▸ Directions for this task: Restate the entire listing word for word.
[Provided information Boundary: Start]
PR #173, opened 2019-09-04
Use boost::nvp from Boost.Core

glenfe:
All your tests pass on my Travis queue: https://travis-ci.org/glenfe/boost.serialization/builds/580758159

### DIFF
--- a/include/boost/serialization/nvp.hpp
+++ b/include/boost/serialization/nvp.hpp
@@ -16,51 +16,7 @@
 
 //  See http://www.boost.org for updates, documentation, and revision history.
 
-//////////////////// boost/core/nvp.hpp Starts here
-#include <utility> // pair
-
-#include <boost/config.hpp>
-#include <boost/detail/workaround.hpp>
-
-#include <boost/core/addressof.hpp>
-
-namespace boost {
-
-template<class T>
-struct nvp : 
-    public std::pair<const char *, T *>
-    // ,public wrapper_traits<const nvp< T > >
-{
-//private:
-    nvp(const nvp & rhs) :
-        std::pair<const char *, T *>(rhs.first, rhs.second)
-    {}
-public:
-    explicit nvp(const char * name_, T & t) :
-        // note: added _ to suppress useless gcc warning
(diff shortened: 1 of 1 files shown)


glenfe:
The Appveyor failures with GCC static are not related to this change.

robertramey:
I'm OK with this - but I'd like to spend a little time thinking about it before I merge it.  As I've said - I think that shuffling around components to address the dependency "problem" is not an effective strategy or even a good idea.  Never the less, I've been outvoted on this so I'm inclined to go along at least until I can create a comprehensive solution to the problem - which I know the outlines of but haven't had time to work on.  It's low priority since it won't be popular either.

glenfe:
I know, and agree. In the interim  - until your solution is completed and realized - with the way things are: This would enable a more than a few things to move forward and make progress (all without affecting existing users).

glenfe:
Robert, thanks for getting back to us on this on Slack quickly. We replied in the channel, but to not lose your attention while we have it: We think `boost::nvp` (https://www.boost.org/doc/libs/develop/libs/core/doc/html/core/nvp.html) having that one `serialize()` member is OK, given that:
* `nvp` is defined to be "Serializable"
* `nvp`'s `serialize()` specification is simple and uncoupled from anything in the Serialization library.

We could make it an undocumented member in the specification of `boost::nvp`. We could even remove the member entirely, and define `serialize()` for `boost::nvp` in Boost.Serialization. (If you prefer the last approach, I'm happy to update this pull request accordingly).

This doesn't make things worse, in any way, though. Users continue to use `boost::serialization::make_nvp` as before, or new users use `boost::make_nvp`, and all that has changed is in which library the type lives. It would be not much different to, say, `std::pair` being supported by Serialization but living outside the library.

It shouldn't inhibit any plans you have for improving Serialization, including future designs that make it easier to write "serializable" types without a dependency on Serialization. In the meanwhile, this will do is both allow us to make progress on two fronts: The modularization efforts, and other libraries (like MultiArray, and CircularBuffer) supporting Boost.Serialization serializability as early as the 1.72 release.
[Provided information Boundary: End]
▸ Response to this exercise:
PR #173, opened 2019-09-04
Use boost::nvp from Boost.Core

glenfe:
All your tests pass on my Travis queue: https://travis-ci.org/glenfe/boost.serialization/builds/580758159

### DIFF
--- a/include/boost/serialization/nvp.hpp
+++ b/include/boost/serialization/nvp.hpp
@@ -16,51 +16,7 @@
 
 //  See http://www.boost.org for updates, documentation, and revision history.
 
-//////////////////// boost/core/nvp.hpp Starts here
-#include <utility> // pair
-
-#include <boost/config.hpp>
-#include <boost/detail/workaround.hpp>
-
-#include <boost/core/addressof.hpp>
-
-namespace boost {
-
-template<class T>
-struct nvp : 
-    public std::pair<const char *, T *>
-    // ,public wrapper_traits<const nvp< T > >
-{
-//private:
-    nvp(const nvp & rhs) :
-        std::pair<const char *, T *>(rhs.first, rhs.second)
-    {}
-public:
-    explicit nvp(const char * name_, T & t) :
-        // note: added _ to suppress useless gcc warning
(diff shortened: 1 of 1 files shown)


glenfe:
The Appveyor failures with GCC static are not related to this change.

robertramey:
I'm OK with this - but I'd like to spend a little time thinking about it before I merge it.  As I've said - I think that shuffling around components to address the dependency "problem" is not an effective strategy or even a good idea.  Never the less, I've been outvoted on this so I'm inclined to go along at least until I can create a comprehensive solution to the problem - which I know the outlines of but haven't had time to work on.  It's low priority since it won't be popular either.

glenfe:
I know, and agree. In the interim  - until your solution is completed and realized - with the way things are: This would enable a more than a few things to move forward and make progress (all without affecting existing users).

glenfe:
Robert, thanks for getting back to us on this on Slack quickly. We replied in the channel, but to not lose your attention while we have it: We think `boost::nvp` (https://www.boost.org/doc/libs/develop/libs/core/doc/html/core/nvp.html) having that one `serialize()` member is OK, given that:
* `nvp` is defined to be "Serializable"
* `nvp`'s `serialize()` specification is simple and uncoupled from anything in the Serialization library.

We could make it an undocumented member in the specification of `boost::nvp`. We could even remove the member entirely, and define `serialize()` for `boost::nvp` in Boost.Serialization. (If you prefer the last approach, I'm happy to update this pull request accordingly).

This doesn't make things worse, in any way, though. Users continue to use `boost::serialization::make_nvp` as before, or new users use `boost::make_nvp`, and all that has changed is in which library the type lives. It would be not much different to, say, `std::pair` being supported by Serialization but living outside the library.

It shouldn't inhibit any plans you have for improving Serialization, including future designs that make it easier to write "serializable" types without a dependency on Serialization. In the meanwhile, this will do is both allow us to make progress on two fronts: The modularization efforts, and other libraries (like MultiArray, and CircularBuffer) supporting Boost.Serialization serializability as early as the 1.72 release.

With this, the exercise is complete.